Some days ago, one of my customer claimed that searching for “Muller” doesn’t return “Mueller” and “Müller” as well!
This is typically an issue due to the collation of the SQL Server database, but how to resolve this problem?
The collation of the database is Latin1_General_CI_AS, so a case insensitive and accent sensitive collation.
If a run the following query:
Select name from Person where name like 'muller'
I get only “Muller” which is normal as I use an accent sensitive collation so u is not the same as ü…
Next, if I execute the same query by using an accent insensitive collation:
Select name from Person where name like 'muller' collate Latin1_GENERAL_CI_AI
I have as result:
This time, “Muller” and “Müller” are retrieved as my collation is fully insensitive. For Latin1_General and AI (Accent Insensitive) collation u = ü, o = ö, a = ä…
But I get not yet “Mueller” which is a synonym of “Müller” without using a ü in German writing.
So I decided to use a German collation to see if it could solve my issue by returning my three forms of “Muller”. In this phonebook collation, ü is sorted like ue, ä like ae…
Select name from Person where name like 'muller' collate German_PhoneBook_CI_AI
As expected, I received just “Muller” which is quite normal as “Muller” in German speaking is not “Müller”…
Let’s try with:
Select name from Person where name like 'müller' collate German_PhoneBook_CI_AI
This result is consistent with the German speaking where “Mueller” and “Müller” are the same.
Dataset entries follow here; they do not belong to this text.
PR #60, opened 2020-12-21
Revocationtxs

### LINKED ISSUE #57: db: store psbt as a blob
It's currently stored as a base64 string... Which makes no sense

darosior:
This (partially) implements the `revocationtxs` call. It's not functional yet, but the only thing left is the signature fetching from the sync server.

On top of #56 
Fixes  #57


darosior:
Rebased after #56 changes (first commit is 0c0c8a5)

darosior:
Rebased on #62 which appears to solve flakiness

darosior:
Merged in #63

PR #139, opened 2021-03-30
State tracking for Unvault and Spend transactions

darosior:
This (for once is not based on another PR  and) makes us track the Unvault UTXOs pretty much in the same manner as we already track the deposits. This also features some small drive-by cleanups in the db, revaultd and reorg tests.

We try to not overload `bitcoind` with `listunspent` calls and therefore to track unconfirmed, confirmed and spent utxos in 3 mappings for each descriptor.
The idea for the state tracking is to treat our transaction chain as a tree and to only track the trunk's descriptors on the bitcoind watchonly wallet, then figure out the branches out of it:
```
                         -- Bypass
                     /
deposit utxos  --  Unvault
                     \  Emergency

                           Cancel
                     /        Emergency
unvault utxos     /
                     \ __  Spend
```

For Spend transaction, we use a bulky check similar to the broadcast: every new tip update we check if any new Spend transaction confirmed.

PR #143, opened 2021-03-31
Vault states for signed-by-us presigned transactions

### LINKED ISSUE #105: Did i already sign this ? Let the user know if they need to acknowledge / active this vault
> darosior
20:07
Hmm we should have a "i already signed" state don't you think? Weird to still have to acknowledge funds on homepage after succesful signing

> edouard
09:43
> yes, I can check for each vault not spent if the presigned transactions are signed  but If there are 6371 vaults it would take time to load
> maybe once revocationtxs is done, we update a column in vault table with: revocation_txs_signed: true
and the column has a field is in the resource of the listvaults call

> darosior
09:45
That's basically equivalent to having a new state

> edouard
09:46
yes, do we both agree that a new vault status is too much ?
two other column in the table could do the job:
revocation_txs_signed unvault_tx_signed

> darosior
09:55
Well i feel like the opposite (as usual lol), adding more columns seems overkiller than a new state. But the number of state is bloated. I'm thinking of a way to do it without DB
Let's put an issue for now

darosior:
Fixes #105

### DIFF
--- a/doc/API.md
+++ b/doc/API.md
@@ -68,17 +68,19 @@ Get an address to build a deposit transaction.
 | ----- | -------------------- | ------------------------------------------------------------------------------------------------------------ |
 | 0     | `unconfirmed`        | The vault's deposit transaction is less than 6 blocks-deep in the chain                                      |
 | 1     | `funded`             | The vault is initiated by a deposit transaction                                                              |
-| 2     | `secured`            | The vault's emergency transaction is fully signed and shared with the watchtowers                            |
-| 3     | `active`             | The vault's unvault, cancel, and unvault-emergency txs are fully signed and shared with the watchtowers      |
-| 4     | `unvaulting`         | The vault has its unvault tx broadcasted                                                                     |
-| 5     | `unvaulted`          | The vault has its unvault tx confirmed                                                                       |
-| 6     | `cancelling`         | The vault has its cancel tx broadcasted, funds are sent to an other vault                                    |
-| 7     | `cancelled`          | The vault has its cancel tx confirmed, funds are in an other vault                                           |
-| 3 / 6 | `emergency_vaulting` | The vault has its emergency tx broadcasted, funds are sent to the Deep Emergency Vault                       |
-| 4 / 7 | `emergency_vaulted`  | The vault has its emergency tx confirmed, funds are in the Deep Emergency Vault                              |
-| 6     | `spendable`          | The vault has its unvault tx timelock expired and can be spent                                               |
-| 7     | `spending`           | The vault has a spending tx broadcasted                                                                      |
-| 8     | `spent`              | The vault has a spending tx confirmed, the vault is spent                                                    |
+| 2     | `securing`           | We signed and shared the revocation transactions signatures for this vault                                   |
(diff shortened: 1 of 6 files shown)


darosior:
On top of #139 obviously

doc/API.md
```diff
@@ -68,17 +68,19 @@ Get an address to build a deposit transaction.
...
-| 6     | `cancelling`         | The vault has its cancel tx broadcasted, funds are sent to an other vault                                    |
-| 7     | `cancelled`          | The vault has its cancel tx confirmed, funds are in an other vault                                           |
-| 3 / 6 | `emergency_vaulting` | The vault has its emergency tx broadcasted, funds are sent to the Deep Emergency Vault                       |
-| 4 / 7 | `emergency_vaulted`  | The vault has its emergency tx confirmed, funds are in the Deep Emergency Vault                              |
-| 6     | `spendable`          | The vault has its unvault tx timelock expired and can be spent                                               |
-| 7     | `spending`           | The vault has a spending tx broadcasted                                                                      |
-| 8     | `spent`              | The vault has a spending tx confirmed, the vault is spent                                                    |
+| 2     | `securing`           | We signed and shared the revocation transactions signatures for this vault                                   |
```
edouardparis, line 71: maybe we can do the change now for `acknowledging` and `acknowledge` ?

tests/test_misc.py
```diff
@@ -486,6 +496,9 @@ def sign_revocation_txs(stks, deposit):
         unvault_psbt = stk.rpc.getunvaulttx(deposit)["unvault_tx"]
         unvault_psbt = stk.stk_keychain.sign_unvault_psbt(unvault_psbt, child_index)
         stk.rpc.unvaulttx(deposit, unvault_psbt)
+        assert (
+            len(stk.rpc.listvaults(["activating", "active"], [deposit])["vaults"]) == 1
```
edouardparis, line 500: Why not only `activating` ?

doc/API.md
edouardparis: ok ignore comment

tests/test_misc.py
darosior: Because they may have been polling the signature in the background before.

darosior:
Ok, rebased and applied a correction for reorgs status checking
```patch
diff --git a/src/daemon/bitcoind/actions.rs b/src/daemon/bitcoind/actions.rs
index 6d1910a..301cd31 100644
--- a/src/daemon/bitcoind/actions.rs
+++ b/src/daemon/bitcoind/actions.rs
@@ -354,7 +354,11 @@ fn unconfirm_vault(
     // For these states we still have the entry in the deposit cache.
     if matches!(
         vault.status,
-        VaultStatus::Funded | VaultStatus::Secured | VaultStatus::Active
+        VaultStatus::Funded
+            | VaultStatus::Securing
+            | VaultStatus::Secured
+            | VaultStatus::Activating
+            | VaultStatus::Active
     ) {
         deposits_cache
             .get_mut(&vault.deposit_outpoint)
```

edouardparis:
ACK 92b09cd65fe35436e2606cd045fe51a4f1f8e034

edouardparis (approved):
ACK 92b09cd65fe35436e2606cd045fe51a4f1f8e034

But I cannot yet get my three forms of “Muller”…
Getting the result excepted by my customer seems like an impossible task by just changing the column collation.
Another possibility is to use the SOUNDEX string function. This function converts an alphanumeric string to a four-character code based on how the string sounds when spoken. So, let’s try with those queries:
select * from Person where soundex(Name) like soundex('muller')
select soundex('muller'), soundex('müller'), soundex('mueller')
This string function was able to retrieve all forms of “muller” without any collation change. I saw that all version of “Muller” is converted to the same SOUNDEX code. The only problem is the utilization of indexes by this function which is not ensure.
Finally, I took a look at the FullText catalog feature which can be accent insensitive and that will include a FullText index with German language:
CREATE FULLTEXT CATALOG FTSCatalog WITH ACCENT_SENSITIVITY=OFF AS DEFAULT
CREATE FULLTEXT INDEX ON Person(name LANGUAGE German) KEY INDEX PK_Person
GO
After I used the following queries based on the contains clause and the Formsof predicate with the inflectional option for my different forms of Muller:
Select name from Person where contains(name,'FORMSOF(INFLECTIONAL,"muller")')
Select name from Person where contains(name,'FORMSOF(INFLECTIONAL,"müller")')
Select name from Person where contains(name,'FORMSOF(INFLECTIONAL,"mueller")')
As expected the result was consistent with the other ones as we don’t have all forms when searching for “muller”. In contrary searching for “müller” or “Mueller” gives me all the results.
In conclusion, the FullText capabilities of SQL Server is certainly the best solution as it will be also faster with a huge number of rows and give the possibility to not change the collation which could be sometimes a real nightmare but we have to use “Müller” instead of “muller” to retrieve all the expected results.